About this task =>
The lines below that include the word "vrrs" are to be reported.

[[ Task data open ]]

PR #614, opened 2019-07-03
Added max-conns annotation

vrrs:
### Proposed changes
These changes enable the annotation max-conns which set the parameter max_conns on upstream server in nginx config. For instance, 
`nginx.org/max-conns: 6` on ingress.yaml should add to ngnix config
```
upstream myService-ingress-prod-myService.production.ingress.net-myService-prod-80 {
   server 125.255.255.255:8888 max_fails=3 fail_timeout=10 max_conns=6;
}
```
Here it's the documentation for max_conn https://nginx.org/en/docs/http/ngx_http_upstream_module.html

> max_conns=number
> limits the maximum number of simultaneous active connections to the proxied server (1.11.5). Default value is zero, meaning there is no limit. If the server group does not reside in the shared memory, the limitation works per each worker process.

## Use case
This parameter is very useful on load balancing long lived connections and limiting load on the destination servers. 

### Checklist

### DIFF
--- a/docs/configmap-and-annotations.md
+++ b/docs/configmap-and-annotations.md
@@ -164,7 +164,7 @@ spec:
 | `nginx.org/grpc-services` | N/A | Enables gRPC for services. Note: requires HTTP/2 (see `http2` ConfigMap key); only works for Ingresses with TLS termination enabled. | N/A | [GRPC Services Support](../examples/grpc-services).|
 | `nginx.org/websocket-services` | N/A | Enables WebSocket for services. | N/A | [WebSocket support](../examples/websocket). |
 | `nginx.org/max-fails` | `max-fails` | Sets the value of the [max_fails](https://nginx.org/en/docs/http/ngx_http_upstream_module.html#max_fails) parameter of the `server` directive. | `1` | |
-| `nginx.org/max-conns` | `max-conns` | Sets the value of the [max_conns](https://nginx.org/en/docs/http/ngx_http_upstream_module.html#max_conns) parameter of the `server` directive. | `0` | |
+| `nginx.org/max-conns` | N\A | Sets the value of the [max_conns](https://nginx.org/en/docs/http/ngx_http_upstream_module.html#max_conns) parameter of the `server` directive. | `0` | |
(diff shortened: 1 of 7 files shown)


internal/configs/annotations.go
```diff
@@ -285,6 +286,14 @@ func parseAnnotations(ingEx *IngressEx, baseCfgParams *ConfigParams, isPlus bool
 		}
 	}
 
+	if maxConns, exists, err := GetMapKeyAsInt(ingEx.Ingress.Annotations, "nginx.org/max-fails", ingEx.Ingress); exists {
```
Dean-Coakley:
```suggestion
	if maxConns, exists, err := GetMapKeyAsInt(ingEx.Ingress.Annotations, "nginx.org/max-conns", ingEx.Ingress); exists {
```

vrrs:
@Dean-Coakley Made the changes suggested.

internal/configs/annotations.go
Dean-Coakley: @vrrs Can you please apply this change too?

vrrs: @Dean-Coakley done

docs/configmap-and-annotations.md
```diff
@@ -164,6 +164,7 @@ spec:
 | `nginx.org/grpc-services` | N/A | Enables gRPC for services. Note: requires HTTP/2 (see `http2` ConfigMap key); only works for Ingresses with TLS termination enabled. | N/A | [GRPC Services Support](../examples/grpc-services).|
 | `nginx.org/websocket-services` | N/A | Enables WebSocket for services. | N/A | [WebSocket support](../examples/websocket). |
 | `nginx.org/max-fails` | `max-fails` | Sets the value of the [max_fails](https://nginx.org/en/docs/http/ngx_http_upstream_module.html#max_fails) parameter of the `server` directive. | `1` | |
+| `nginx.org/max-conns` | `max-conns` | Sets the value of the [max_conns](https://nginx.org/en/docs/http/ngx_http_upstream_module.html#max_conns) parameter of the `server` directive. | `0` | |
```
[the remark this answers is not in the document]
vrrs: @pleshakov done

[[ Task data closed ]]

Exercise output =>
vrrs:
vrrs:
Dean-Coakley: @vrrs Can you please apply this change too?
vrrs: @Dean-Coakley done
vrrs: @pleshakov done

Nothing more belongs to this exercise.